Stored items
PR #244, opened 2016-12-30
Disable button when action is not valid in popover

### LINKED ISSUE #161: Display the Remap Key button as disabled whenever input is invalid
Currently, the key Remap Key button of the key action popover doesn't do anything when the content of the popover is incomplete which is correct. But we should also visually disable the button whenever the input is invalid.

NejcZdovc:
Resolves #161

### DIFF
--- a/src/components/popover/popover.component.ts
+++ b/src/components/popover/popover.component.ts
@@ -79,6 +79,7 @@ export class PopoverComponent implements OnChanges {
     @ViewChild('popover') popoverHost: ElementRef;
 
     public tabName = TabName;
+    public isValidAction: boolean;
     private activeTab: TabName;
     private keymaps$: Observable<Keymap[]>;
     private leftArrow: boolean = false;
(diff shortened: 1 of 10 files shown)


src/components/popover/tab/keypress/keypress-tab.component.ts
```diff
@@ -16,6 +16,8 @@ export class KeypressTabComponent implements OnChanges, Tab {
     @Input() defaultKeyAction: KeyAction;
     @Input() longPressEnabled: boolean;
 
+    @Output() validAction = new EventEmitter();
```
fjozsef: Why have you created a new event? What don't you use `keyActionValid` function of the `Tab` interface? It is even easily accesible from popover.

NejcZdovc: But we need to trigger validator every single time that user do an action, so we need some kind of a event emitter.

src/components/popover/popover.component.ts
```diff
@@ -79,6 +79,7 @@ export class PopoverComponent implements OnChanges {
     @ViewChild('popover') popoverHost: ElementRef;
 
     public tabName = TabName;
+    public isValidAction: boolean;
```
fjozsef: Rename to `keyActionValid`

src/components/popover/popover.component.ts
```diff
@@ -134,20 +135,24 @@ export class PopoverComponent implements OnChanges {
...
     }
 
-    @HostListener('keydown.escape') onEscape(): void {
+    @HostListener('keydown.escape')
+    onEscape(): void {
         this.cancel.emit();
     }
 
     selectTab(tab: TabName): void {
+        this.isValidAction = !(tab === this.tabName.Keypress || tab === this.tabName.Mouse);
```
fjozsef: Remove this line and emit from other tabs as well to set the validation flag correctly.

NejcZdovc: My thinking behind this line was that we add outputs only to tabs that need to emit, so that we don't add unnecessary events, where we know that it will always be false.

fjozsef: I know, but I think it is the tabs responsibility when it find the key action valid, so we shouln't assume anything here.

NejcZdovc: Ok, will change the logic

src/components/popover/popover.component.ts
NejcZdovc: Done

src/components/popover/popover.component.ts
NejcZdovc: Done

fjozsef:
I am totally okay with the current implementation, however I have to ask. Wouldn't it be better if we would create an abstract class from `Tab`, so we could move `@Output() validAction = new EventEmitter();` to that class?

PR #245, opened 2016-12-30
Added menu key

### LINKED ISSUE #243: Capturing a menu key is not working

NejcZdovc:
Resolves #243

### DIFF
--- a/src/components/popover/widgets/capture-keystroke/capture-keystroke-button.component.ts
+++ b/src/components/popover/widgets/capture-keystroke/capture-keystroke-button.component.ts
@@ -18,9 +18,10 @@ export class CaptureKeystrokeButtonComponent {
         this.captureService.populateMapping();
     }
 
-    @HostListener('keyup')
-    onKeyUp() {
+    @HostListener('keyup', ['$event'])
+    onKeyUp(e: KeyboardEvent) {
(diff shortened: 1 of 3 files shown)


NejcZdovc:
@fjozsef Can you please test it out and see where do we need to add prevent, on mac I can't trigger this menu. Thank you

fjozsef:
@NejcZdovc On keyup

NejcZdovc:
Ok try now if it's ok

src/components/popover/widgets/capture-keystroke/capture-keystroke-button.component.ts
```diff
@@ -18,9 +18,10 @@ export class CaptureKeystrokeButtonComponent {
         this.captureService.populateMapping();
     }
 
-    @HostListener('keyup')
-    onKeyUp() {
+    @HostListener('keyup', ['$event'])
+    onKeyUp(e: KeyboardEvent) {
         if (this.record && !this.first) {
+            e.preventDefault();
```
fjozsef: It will not work here since here only the modifiers are captured / saved.

NejcZdovc: Is it working now?

PR #246, opened 2016-12-30
Use indices instead of ids in JSON and in binary representation

### LINKED ISSUE #212: Remove macro ids from JSON and Binary representation
We should use indices.

fjozsef:
Closes #212 

@mondalaci I had to remove Serializable, because most of the classes need different parameters so common interface couldn't work.


mondalaci:
@fjozsef Shouldn't be a big deal, I believe. According to our earlier conversations, `Serializable` was used for dumping which we don't use anymore, and there are other ways to catch bugs, so it's not critical.

fjozsef:
@mondalaci Great! That is what I was thinking :)

PR #256, opened 2017-02-07
Add the whole user configuration to the AppState

### LINKED ISSUE #219: Free storage saveState relying on environments config
Currently our storage reloads (JSON parsing, model building, etc) the UhkConfiguration when we save the state.
The problems with this approach;

- Performance issues, parsing should be done ideally only once
- LocalStorage could be deleted since the app start, so there will be no config to use
- Blocks #212. More detail there.

The application state should store the whole config, which should be used in the serialization.

### LINKED ISSUE #252: Add the whole user configuration to the store
All of the `UserConfiguration` fields should be accessible from the `Store` via `AppState`.
Note: The `UserConfiguration` itself should be included in the state, since later we will have hardware configuration which also has `dataModelVersion` field.

Blocks #142 and partially #213

fjozsef:
Closes #252
Fixes #219 

@mondalaci Please test if everything works as expected (no new changes should be present from the point of the user), I just want to make sure that I didn't break anything.


mondalaci:
@fjozsef Just tested this PR, although I wasn't really sure what to test. I tried both the web and the electron build, remapped a couple of keys, and everything worked as expected. I have two observations:

1. The build process seems to be taking significantly more time than previously. For example, `npm run dev` takes half a minute, even though I have a beefy workstation.
2. When using the electron build, the configuration gets reset upon restarting the application. This may be normal behavior assuming that electron wipes local storage upon restart in which case this is a non-issue. I guess electron will read the config via USB anyways.

fjozsef:
@mondalaci As I have written in the description, there is no change from the point of the user. I just needed someone, who tests it so I can make sure I didn't break anyhting.

1. The build process time shoulnd't change (at least not significantly), have you compared it with the master? If you did, then I would be pleased if you could tell how much build time have you measured.
2. It has nothing to do with this pr, please stick the actual changes in the pr. I suggest you to open an issue about it.

mondalaci:
Just measured the build time of master, and it seems to be the same as this branch. I'm fairly sure that it has taken less time to build Agent a while back, but I'm not sure which change has introduced the extra delay. In any case, this is not a pressing issue so let's not focus on it. This PR looks all right to me.

PR #271, opened 2017-02-18
UHK Detection

### LINKED ISSUE #258: UHK detection screen
Agent-electron should start up by searching for the UHK. This should involve calling `usb.findByIds()`. Only the following should be displayed in center of the window:

searching-for-uhk

If `usb.findByIds()` returns `undefined`, the following should be displayed:

agent-cannot-find-uhk

and then `usb.findByIds()` should be polled on a 100 ms basis as long as it returns with a non-undefined value, at which point Agent should proceed further.

During the execution of Agent, if the UHK gets unplugged it should be detected and we should reveal the "Cannot find your UHK" screen again.

fjozsef:
Closes #258


mondalaci:
This is working so smothly. :) Pass!

PR #277, opened 2017-03-11
Update to webpack 2.x

### LINKED ISSUE #101: Upgrade to webpack2
It's still in beta so maybe we shouldn't switch right away, but we should periodically check it to know when will be the good time to upgrade.

fjozsef:
Closes #101


fjozsef:
It is a known issue that it gives two warnings at compile time. Those should be fixed by angular.

PR #289, opened 2017-04-28
doc: fix renamed uhk-config.json to user-config.json

attilacsanyi:


mondalaci:
@attilacsanyi Great catch, thanks!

#### [TRY IT]
The records above must be repeated exactly, every one of them.

#### [EXERCISE OUTPUT]
PR #244, opened 2016-12-30
Disable button when action is not valid in popover

### LINKED ISSUE #161: Display the Remap Key button as disabled whenever input is invalid
Currently, the key Remap Key button of the key action popover doesn't do anything when the content of the popover is incomplete which is correct. But we should also visually disable the button whenever the input is invalid.

NejcZdovc:
Resolves #161

### DIFF
--- a/src/components/popover/popover.component.ts
+++ b/src/components/popover/popover.component.ts
@@ -79,6 +79,7 @@ export class PopoverComponent implements OnChanges {
     @ViewChild('popover') popoverHost: ElementRef;
 
     public tabName = TabName;
+    public isValidAction: boolean;
     private activeTab: TabName;
     private keymaps$: Observable<Keymap[]>;
     private leftArrow: boolean = false;
(diff shortened: 1 of 10 files shown)


src/components/popover/tab/keypress/keypress-tab.component.ts
```diff
@@ -16,6 +16,8 @@ export class KeypressTabComponent implements OnChanges, Tab {
     @Input() defaultKeyAction: KeyAction;
     @Input() longPressEnabled: boolean;
 
+    @Output() validAction = new EventEmitter();
```
fjozsef: Why have you created a new event? What don't you use `keyActionValid` function of the `Tab` interface? It is even easily accesible from popover.

NejcZdovc: But we need to trigger validator every single time that user do an action, so we need some kind of a event emitter.

src/components/popover/popover.component.ts
```diff
@@ -79,6 +79,7 @@ export class PopoverComponent implements OnChanges {
     @ViewChild('popover') popoverHost: ElementRef;
 
     public tabName = TabName;
+    public isValidAction: boolean;
```
fjozsef: Rename to `keyActionValid`

src/components/popover/popover.component.ts
```diff
@@ -134,20 +135,24 @@ export class PopoverComponent implements OnChanges {
...
     }
 
-    @HostListener('keydown.escape') onEscape(): void {
+    @HostListener('keydown.escape')
+    onEscape(): void {
         this.cancel.emit();
     }
 
     selectTab(tab: TabName): void {
+        this.isValidAction = !(tab === this.tabName.Keypress || tab === this.tabName.Mouse);
```
fjozsef: Remove this line and emit from other tabs as well to set the validation flag correctly.

NejcZdovc: My thinking behind this line was that we add outputs only to tabs that need to emit, so that we don't add unnecessary events, where we know that it will always be false.

fjozsef: I know, but I think it is the tabs responsibility when it find the key action valid, so we shouln't assume anything here.

NejcZdovc: Ok, will change the logic

src/components/popover/popover.component.ts
NejcZdovc: Done

src/components/popover/popover.component.ts
NejcZdovc: Done

fjozsef:
I am totally okay with the current implementation, however I have to ask. Wouldn't it be better if we would create an abstract class from `Tab`, so we could move `@Output() validAction = new EventEmitter();` to that class?

PR #245, opened 2016-12-30
Added menu key

### LINKED ISSUE #243: Capturing a menu key is not working

NejcZdovc:
Resolves #243

### DIFF
--- a/src/components/popover/widgets/capture-keystroke/capture-keystroke-button.component.ts
+++ b/src/components/popover/widgets/capture-keystroke/capture-keystroke-button.component.ts
@@ -18,9 +18,10 @@ export class CaptureKeystrokeButtonComponent {
         this.captureService.populateMapping();
     }
 
-    @HostListener('keyup')
-    onKeyUp() {
+    @HostListener('keyup', ['$event'])
+    onKeyUp(e: KeyboardEvent) {
(diff shortened: 1 of 3 files shown)


NejcZdovc:
@fjozsef Can you please test it out and see where do we need to add prevent, on mac I can't trigger this menu. Thank you

fjozsef:
@NejcZdovc On keyup

NejcZdovc:
Ok try now if it's ok

src/components/popover/widgets/capture-keystroke/capture-keystroke-button.component.ts
```diff
@@ -18,9 +18,10 @@ export class CaptureKeystrokeButtonComponent {
         this.captureService.populateMapping();
     }
 
-    @HostListener('keyup')
-    onKeyUp() {
+    @HostListener('keyup', ['$event'])
+    onKeyUp(e: KeyboardEvent) {
         if (this.record && !this.first) {
+            e.preventDefault();
```
fjozsef: It will not work here since here only the modifiers are captured / saved.

NejcZdovc: Is it working now?

PR #246, opened 2016-12-30
Use indices instead of ids in JSON and in binary representation

### LINKED ISSUE #212: Remove macro ids from JSON and Binary representation
We should use indices.

fjozsef:
Closes #212 

@mondalaci I had to remove Serializable, because most of the classes need different parameters so common interface couldn't work.


mondalaci:
@fjozsef Shouldn't be a big deal, I believe. According to our earlier conversations, `Serializable` was used for dumping which we don't use anymore, and there are other ways to catch bugs, so it's not critical.

fjozsef:
@mondalaci Great! That is what I was thinking :)

PR #256, opened 2017-02-07
Add the whole user configuration to the AppState

### LINKED ISSUE #219: Free storage saveState relying on environments config
Currently our storage reloads (JSON parsing, model building, etc) the UhkConfiguration when we save the state.
The problems with this approach;

- Performance issues, parsing should be done ideally only once
- LocalStorage could be deleted since the app start, so there will be no config to use
- Blocks #212. More detail there.

The application state should store the whole config, which should be used in the serialization.

### LINKED ISSUE #252: Add the whole user configuration to the store
All of the `UserConfiguration` fields should be accessible from the `Store` via `AppState`.
Note: The `UserConfiguration` itself should be included in the state, since later we will have hardware configuration which also has `dataModelVersion` field.

Blocks #142 and partially #213

fjozsef:
Closes #252
Fixes #219 

@mondalaci Please test if everything works as expected (no new changes should be present from the point of the user), I just want to make sure that I didn't break anything.


mondalaci:
@fjozsef Just tested this PR, although I wasn't really sure what to test. I tried both the web and the electron build, remapped a couple of keys, and everything worked as expected. I have two observations:

1. The build process seems to be taking significantly more time than previously. For example, `npm run dev` takes half a minute, even though I have a beefy workstation.
2. When using the electron build, the configuration gets reset upon restarting the application. This may be normal behavior assuming that electron wipes local storage upon restart in which case this is a non-issue. I guess electron will read the config via USB anyways.

fjozsef:
@mondalaci As I have written in the description, there is no change from the point of the user. I just needed someone, who tests it so I can make sure I didn't break anyhting.

1. The build process time shoulnd't change (at least not significantly), have you compared it with the master? If you did, then I would be pleased if you could tell how much build time have you measured.
2. It has nothing to do with this pr, please stick the actual changes in the pr. I suggest you to open an issue about it.

mondalaci:
Just measured the build time of master, and it seems to be the same as this branch. I'm fairly sure that it has taken less time to build Agent a while back, but I'm not sure which change has introduced the extra delay. In any case, this is not a pressing issue so let's not focus on it. This PR looks all right to me.

PR #271, opened 2017-02-18
UHK Detection

### LINKED ISSUE #258: UHK detection screen
Agent-electron should start up by searching for the UHK. This should involve calling `usb.findByIds()`. Only the following should be displayed in center of the window:

searching-for-uhk

If `usb.findByIds()` returns `undefined`, the following should be displayed:

agent-cannot-find-uhk

and then `usb.findByIds()` should be polled on a 100 ms basis as long as it returns with a non-undefined value, at which point Agent should proceed further.

During the execution of Agent, if the UHK gets unplugged it should be detected and we should reveal the "Cannot find your UHK" screen again.

fjozsef:
Closes #258


mondalaci:
This is working so smothly. :) Pass!

PR #277, opened 2017-03-11
Update to webpack 2.x

### LINKED ISSUE #101: Upgrade to webpack2
It's still in beta so maybe we shouldn't switch right away, but we should periodically check it to know when will be the good time to upgrade.

fjozsef:
Closes #101


fjozsef:
It is a known issue that it gives two warnings at compile time. Those should be fixed by angular.

PR #289, opened 2017-04-28
doc: fix renamed uhk-config.json to user-config.json

attilacsanyi:


mondalaci:
@attilacsanyi Great catch, thanks!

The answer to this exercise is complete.